Despite a slightly higher error variance, the best model remains stable and reliable. It strikes a solid balance between accuracy and generalization, making it the ideal configuration. It’s recommended to train the final SVM using these parameters and validate it on a test set to ensure robust performance.
Section C
Print out the model results. What’s the best model parameters?
##
## Call:
## best.tune(METHOD = svm, train.x = holiday ~ season + workingday +
## casual + registered, data = trainData, ranges = list(cost = c(1,
## 10, 50, 100), gamma = c(1, 3, 5)), kernel = "radial")
##
##
## Parameters:
## SVM-Type: C-classification
## SVM-Kernel: radial
## cost: 100
##
## Number of Support Vectors: 645
##
## ( 440 205 )
##
##
## Number of Classes: 2
##
## Levels:
## Non-Holiday Holiday
The SVM model was designed to predict holidays using features like season, workingday, casual, and registered, employing a radial basis function (RBF) kernel to handle non-linear patterns. Through grid search tuning over various cost and gamma values, the optimal parameters were found to be cost = 100 and gamma = 1, resulting in the lowest cross-validation error.

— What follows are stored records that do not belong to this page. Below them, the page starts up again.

PR #1072, opened 2019-09-20
[IA-1393] fixing memory leak

jdcanas:
Seems to work locally™.

### DIFF
--- a/http/src/test/scala/org/broadinstitute/dsde/workbench/leonardo/service/TestProxy.scala
+++ b/http/src/test/scala/org/broadinstitute/dsde/workbench/leonardo/service/TestProxy.scala
@@ -2,11 +2,11 @@ package org.broadinstitute.dsde.workbench.leonardo.service
 
 import java.io.InputStream
 import java.security.{KeyStore, SecureRandom}
-import javax.net.ssl.{KeyManagerFactory, SSLContext, TrustManagerFactory}
 
+import javax.net.ssl.{KeyManagerFactory, SSLContext, TrustManagerFactory}
 import akka.http.scaladsl.Http.ServerBinding
 import akka.http.scaladsl.marshallers.sprayjson.SprayJsonSupport._
-import akka.http.scaladsl.model.headers.{`Access-Control-Allow-Origin`, ContentDispositionTypes, `Content-Disposition`}
+import akka.http.scaladsl.model.headers.{ContentDispositionTypes, `Access-Control-Allow-Origin`, `Content-Disposition`}
 import akka.http.scaladsl.model.HttpResponse
 import akka.http.scaladsl.model.ws.{BinaryMessage, Message, TextMessage}
 import akka.http.scaladsl.server.Directives._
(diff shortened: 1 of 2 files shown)


rtitle (commented):
Not sure about having these methods return Futures. If `beforeAll` in AuthProviderSpec doesn’t wait for the server to start then could we have race conditions? E.g. test failures because the server hasn’t started yet.

Maybe we could slap on a `startProxyServer.futureValue` in `AuthProviderSpec.beforeAll` to ensure the server is started before tests start running. Does that make sense?

jdcanas:
> Not sure about having these methods return Futures. If `beforeAll` in AuthProviderSpec doesn’t wait for the server to start then could we have race conditions? E.g. test failures because the server hasn’t started yet.
> 
> Maybe we could slap on a `startProxyServer.futureValue` in `AuthProviderSpec.beforeAll` to ensure the server is started before tests start running. Does that make sense?

I think the change I just made accomplishes this, but its possible it doesn't as the mistake is due to unfamiliarity with futures. I originally thought the .futureValue was extracting from the future in before due to the type requirement of how it was being used in afterAll. 

So lifting the server out of the future with .futureValue ensures the future is complete prior to execution passing the line it is on? Is it an antipattern to await on isCompleted or onComplete, which strikes me as more intuitive? 

If futureValue behaves as we're describing it, I think I can change the afterAll from `Await.result(serverBinding, 10.seconds)
        .terminate(hardDeadline = 3.seconds)` to `serverBinding.terminate(hardDeadline = 3.seconds)` where `serverBinding` is the return of `serverBinding.futureValue`

rtitle (approved):

rtitle:
Yup `.futureValue` is something from ScalaTest. It waits for the future to complete and adds some extra assertions. See http://doc.scalatest.org/3.0.1-2.12/org/scalatest/concurrent/ScalaFutures.html

I think the current code addresses the problem I mentioned above. 👍

http/src/test/scala/org/broadinstitute/dsde/workbench/leonardo/service/TestProxy.scala
```diff
@@ -52,11 +56,21 @@ trait TestProxy { this: ScalaFutures =>
...
   def shutdownProxyServer() = {
-    serverBinding.unbind().futureValue
+    val onceAllConnectionsTerminated: Future[Http.HttpTerminated] =
+      Await.result(serverBinding, 10.seconds)
+        .terminate(hardDeadline = 3.seconds)
+
+    // once all connections are terminated,
+    // - you can invoke coordinated shutdown to tear down the rest of the system:
+    onceAllConnectionsTerminated.flatMap { _ =>
+      system.terminate()
```
Qi77Qi, line 68: 👍 on terminating `system`...but is `Future` really needed?

jdcanas: this is how the documentation recommended doing it, not sure the advantage though

Qi77Qi (approved):

Qi77Qi:
:shipit:  thanks for taking this on!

The final model uses 645 support vectors (440 for Non-Holiday, 205 for Holiday), indicating a complex decision boundary and slight class imbalance. This imbalance may affect model predictions, favoring the majority class.
Section D
Forecast holiday
using the test dataset and the best
model found in c).
## Non-Holiday Holiday
## 3620 9
This summary suggests a strong imbalance in predicted outcomes, with most predictions being “Non-Holiday”.
Section E
Get the true observations of holiday
in the test
dataset.
## Non-Holiday Holiday
## 3532 97
The summary suggests that most records (3532 out of 3629) are from “Non-Holiday” periods, while only a small subset of records (97) correspond to Holidays. This imbalance in the data might influence modeling results.
Section F
Compute the test error by constructing the confusion matrix. Is it a good model?
## Confusion Matrix and Statistics
##
## Reference
## Prediction Non-Holiday Holiday
## Non-Holiday 3530 90
## Holiday 2 7
##
## Accuracy : 0.9746
## 95% CI : (0.969, 0.9795)
## No Information Rate : 0.9733
## P-Value [Acc > NIR] : 0.3262
##
## Kappa : 0.1281
##
## Mcnemar's Test P-Value : <2e-16
##
## Sensitivity : 0.99943
## Specificity : 0.07216
## Pos Pred Value : 0.97514
## Neg Pred Value : 0.77778
## Prevalence : 0.97327
## Detection Rate : 0.97272
## Detection Prevalence : 0.99752
## Balanced Accuracy : 0.53580
##
## 'Positive' Class : Non-Holiday
##
Test Error = 1 – Accuracy = 1 – 0.9746 = 0.0254
The model demonstrates high overall accuracy (97.46%) and excellent sensitivity for identifying Non-Holidays, but it performs poorly in detecting Holidays due to significant class imbalance. With low specificity (7.2%), a poor Kappa score (0.1281), and low balanced accuracy (53.58%), the model is heavily biased toward the majority class. Despite appearing effective at first glance, it fails to reliably identify the minority class (Holidays), making it unsuitable if accurate Holiday prediction is important.